Mais revenons à des choses plus joyeuses. Ce qui rend la glande de Zuckerkandl encore plus attachante, c’est qu’elle appartient à cette grande famille des organes vestigiaux : des structures qui ont un rôle crucial à un moment donné de la vie (souvent dans l’enfance), mais qui deviennent ensuite un peu redondantes. Un peu comme les VHS, les bottes de ski au sous-sol, ou ton compte MySpace. Elle est là, au cas où. Elle a fait son temps. Elle regarde les autres organes faire le show, elle applaudit poliment, mais elle ne demande plus rien. Une glande à la retraite, en somme.

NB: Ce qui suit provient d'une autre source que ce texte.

PR #5428, opened 2023-03-10
Qlogs from environment variable 

FelixGaudin:
Allow collecting qlog files from HTTP/3 connections from Quic-Go using an environment variable


mholt:
Thanks for the PR! However, in this project, we don't use environment variables for configuration. Instead, that should be exposed in Caddy's [JSON config structure](https://caddyserver.com/docs/json/). Also, we should try to not create new exported API surface as much as possible (`NewBufferedWriteCloser`).

mholt:
Closing due to inactivity (and belated merge conflict) but will be happy to reopen and continue discussing :+1:

PR #5437, opened 2023-03-16
cmd: Support ' quotes in envfile parsing

mholt:
Per the request later in #4686

@coolaj86 Could you please test this with your actual use case? I haven't had a chance yet.

### DIFF
--- a/cmd/main.go
+++ b/cmd/main.go
@@ -374,18 +374,19 @@ func parseEnvFile(envInput io.Reader) (map[string]string, error) {
 		}
 
 		// quoted value: support newlines
-		if strings.HasPrefix(val, `"`) {
-			for !(strings.HasSuffix(line, `"`) && !strings.HasSuffix(line, `\"`)) {
-				val = strings.ReplaceAll(val, `\"`, `"`)
+		if strings.HasPrefix(val, `"`) || strings.HasPrefix(val, "'") {
+			quote := string(val[0])
+			for !(strings.HasSuffix(line, quote) && !strings.HasSuffix(line, `\`+quote)) {
+				val = strings.ReplaceAll(val, `\`+quote, quote)
 				if !scanner.Scan() {
 					break
 				}
 				lineNumber++
-				line = strings.ReplaceAll(scanner.Text(), `\"`, `"`)
+				line = strings.ReplaceAll(scanner.Text(), `\`+quote, quote)
 				val += "\n" + line
 			}
-			val = strings.TrimPrefix(val, `"`)
-			val = strings.TrimSuffix(val, `"`)
+			val = strings.TrimPrefix(val, quote)
+			val = strings.TrimSuffix(val, quote)
 		}
 
 		envMap[key] = val


francislavoie:
AJ's quote example showed that `'` single quoted strings did not support variable interpolation (replacer) run on it, and that apparently single quotes can't be escaped with `\` (I don't understand the motivation there but :man_shrugging:)

coolaj86:
@mholt I'm not using variable expansion or escapes, so yes, that change will work for me.

@francislavoie `env` means "environment", as in "posix environment variable".

Ruby on Rails popularized it by having the ability to directly source the .env in the application rather than having to run two commands:

```sh
source .env
rails xxxx
```

became

```sh
rails xxxx
```

And then it started being used for ruby deployment services, like Heroku. And then people forgot that it's literally a shell language subset and starting doing crazy things - rather than implementing it the way ruby implemented it, which followed the pre-existing convention.

You can try this out in any Posix-y shell - bash, dash, sh, etc

```sh
FOO1="hello $empty"
FOO2="hello ${empty}"
export FOO3="he said \"hello\""
```

```sh
FOO4='hello $empty'
FOO5='hello ${empty}'
export FOO6='he said \'hello\''
```

```sh
echo $FOO1
echo $FOO2
echo $FOO3
echo $FOO4
echo $FOO5
echo $FOO6
```

Traditionally `source .env` before running a program, which is why they often have the `export ` prefix - so that the shell knows to make the variable available to child processes.

Most ENV parsers for web apps will ignore that, but some do not.

Many people would no doubt like `'hello \' world'` to produce `hello ' world`. That's incorrect, but as long as the implementation doesn't break `'hello '\'' world'` from working, no one would probably ever notice.

francislavoie:
Thanks, but I'm well aware of `dotenv` and its history :+1: 

With the current implementation, with a Caddyfile like this

```
:8881 {
    respond <<EOF
    FOO={env.FOO}
    BAR={env.BAR}
    FOOBAR={env.FOOBAR}
    BAZBAR={env.BAZBAR}
    QUX={env.QUX}
    EOF
}
```

This env file:

```
export FOO="export must be ignored for webapps (has special meaning in shell envs)"
FOO="bar"
BAR="doubles can have string interpolation ${FOO} in either posix form $FOO"
FOOBAR='you can'\''t escape single quotes with a backslash inside of a single quote'
BAZBAR="but you can escape \"double quotes\" within double quotes"
QUX='either
form
can
have
newlines'
```

Outputs this:

```
FOO=bar
BAR=doubles can have string interpolation ${FOO} in either posix form $FOO
FOOBAR=you can'\''t escape single quotes with a backslash inside of a single quote
BAZBAR=but you can escape \"double quotes\" within double quotes
QUX=either
form
can
have
newlines  
```

So basically, `FOOBAR` and `BAZBAR` seem incorrect according to "spec", and we don't currently do `$FOO` or `${FOO}` interpolation, and it seems like `{env.FOO}` interpolation isn't working either (I'm not sure it should though, probably not frankly).

coolaj86:
Here are my thoughts:

- Better to do nothing rather to do something in a way that fixing it later would break something that works
- Better to follow the ruby / heroku / dotenv.org way than the posix way

@dotenv-org is taking over various dotenv libraries and bringing them into conformity (node's dotenv finally allows multi-line vars).

However, I'm confused as to how to interpret https://github.com/motdotla/dotenv#what-rules-does-the-parsing-engine-follow - it seems too loose.

In any case: I retract my position of supporting the Posix standard because whether hijacked or not, they're winning.

coolaj86:
Example of where single quotes are absolutely necessary:

```sh
# The shell will interpret this
CADDY_BCRYPT="$xx$xx$xxxxxxxxxxxxxxxxxxxxx.xxxxxxxxxxxxxxxxxxxxxxxxxxxxxxx"

# The shell will NOT interpret this
CADDY_BCRYPT='$xx$xx$xxxxxxxxxxxxxxxxxxxxx.xxxxxxxxxxxxxxxxxxxxxxxxxxxxxxx'
```

In order to do a check to see if an env file has been configured, or to use the configuration, single quotes must be used.

coolaj86:
Worked!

En fin de compte, la glande de Zuckerkandl est un petit monument à l’humilité biologique. Elle nous rappelle que même les structures les plus obscures ont leur moment de gloire, leur raison d’être, leur heure de service avant de retourner à l’ombre. Et puis, elle a ce petit côté “club secret” que seuls les anatomistes et les passionnés du détail connaissent. Tu peux même t’en servir pour briller en société : “Ah oui, c’est fascinant les systèmes neuroendocriniens. Vous saviez que la glande de Zuckerkandl sécrète de la noradrénaline fœtale ? Non ? Moi oui.”